Every evil is built into humans. Every victory is temporary. But the alternative to victory can be permanent- virtual disappearance. So every human can expect to have a fight over something as long as they have something worth fighting for.

And as I said before- re: the cold war, I don't live under the Communist Manifesto either. Sometimes just out lasting the idiocy is enough.


----------



## watcher (Sep 4, 2006)

MoonRiver said:


> What about the other outcomes of the great wars? The Cold War, Bosnian War (and others), an artificial dividing of Middle East which has led to over 50 years of violence, partitioned Germany, etc.
> 
> I'm just suggesting a war victory over ISIS will be temporary at best.


Could be. Its like cleaning out a grown up fence line. If after you get it cleaned out you sit back and do nothing in a few years it will be back in the state it was before you cleaned it out.


----------



## bowdonkey (Oct 6, 2007)

pancho said:


> War may be needed but only if a country is attacked by another country.
> Making money off of war, attacking another country, trying to control other countries, thinking that war is a way of providing jobs, are not excuses for war.
> The people who decide that a war is necessary should be on the front lines fighting that war.


I totally agree, and along with sending people to the front who want war, send their sons and daughters with them. No exceptions! Also we should raise the money and pay for the war right now. No credit spending.
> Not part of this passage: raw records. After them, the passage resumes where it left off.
Issue #3216, opened 2019-11-22
CREATE EXTENSION propagation does not escape extension name


marcocitus:
Saw the following error:
```sql
2019-11-22 14:58:07.288 UTC [97] ERROR:  syntax error at or near "-"
2019-11-22 14:58:07.288 UTC [97] CONTEXT:  while executing command on 10.0.0.6:5432
2019-11-22 14:58:07.288 UTC [97] STATEMENT:  SELECT * from master_add_node($1, $2)
```

Caused by not escaping the extension name in the new extension propagation feature:
```sql
2019-11-22 15:05:35.963 UTC [153] ERROR:  syntax error at or near "-" at character 36
2019-11-22 15:05:35.963 UTC [153] STATEMENT:  CREATE EXTENSION IF NOT EXISTS uuid-ossp WITH SCHEMA public ;
```

serprex:
There's more escaping issues, such as use of `regprocedureout` in `GetFunctionAlterOwnerCommand`. Will look into

metdos:
@onurctirtir did we fix this with #3218? If yes, could you close the issue?

onurctirtir:
Fixed in #3218 hence closing

PR #3218, opened 2019-11-22
Escape extension name in extension command propagation

onurctirtir:
This PR aims to fix the bug identified in https://github.com/citusdata/citus/issues/3216
* Now, we escape the extension name in deparse step to propagate the extension command to worker nodes properly.

### DIFF
--- a/src/test/regress/expected/propagate_extension_commands.out
+++ b/src/test/regress/expected/propagate_extension_commands.out
@@ -183,7 +183,7 @@ SELECT create_reference_table('ref_table_2');
 (1 row)
 
 -- and add the other node
-SELECT 1 from master_add_node('localhost', 57638);
+SELECT 1 from master_add_node('localhost', :worker_2_port);
 NOTICE:  Replicating reference table "ref_table_2" to the node localhost:57638
  ?column? 
 ----------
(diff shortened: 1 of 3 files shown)


serprex:
`uuid-ossp` should be added as a test case

onurctirtir:
Added a regression test for the fix as well

src/test/regress/expected/propagate_extension_commands.out
```diff
@@ -385,6 +385,25 @@ SELECT run_command_on_workers($$SELECT count(*) FROM pg_extension WHERE extname
  (localhost,57638,t,2)
 (2 rows)
 
+-- test if citus can escape the extension name
+CREATE EXTENSION "uuid-ossp";
```
onderkalaci: before merging in, please make sure that it works with master_add_node as well?

It's good that the regression test file has a schema  name which requires escaping, so we've tested that.

onurctirtir: Updated propagate_extension_commands.sql to test the fix with master_add_node as well

marcocitus:
Thanks. Can you cherry pick onto the release branches as well?

Minor note: We might want to add alternative output in case uuid-ossp is not installed.

SaitTalhaNisanci:
@marcocitus @onurctirtir Should we add an alternative output in case `uuid-ossp` is not installed. Otherwise this requires us installing this extension in some other places. For example to run valgrind tests in test automation we will need to add this extension.

marcocitus:
No objections. There are other contrib/ extensions in these test files, but I guess uuid-ossp is a bit harder to install than the others.

fwiw, I compile postgres with `--with-uuid=e2fs` to compile uuid-ossp.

The problem is the average citizen isn't bearing the cost, whether in blood or dollars. War should be hell for all who promote it, not just those on the receiving end.


----------



## watcher (Sep 4, 2006)

Wlover said:


> War never solves the problem it just postpones it.


Care to give examples of where a total war has failed to solve the problem?


----------



## watcher (Sep 4, 2006)

pancho said:


> War may be needed but only if a country is attacked by another country.
> Making money off of war, attacking another country, trying to control other countries, thinking that war is a way of providing jobs, are not excuses for war.
> The people who decide that a war is necessary should be on the front lines fighting that war.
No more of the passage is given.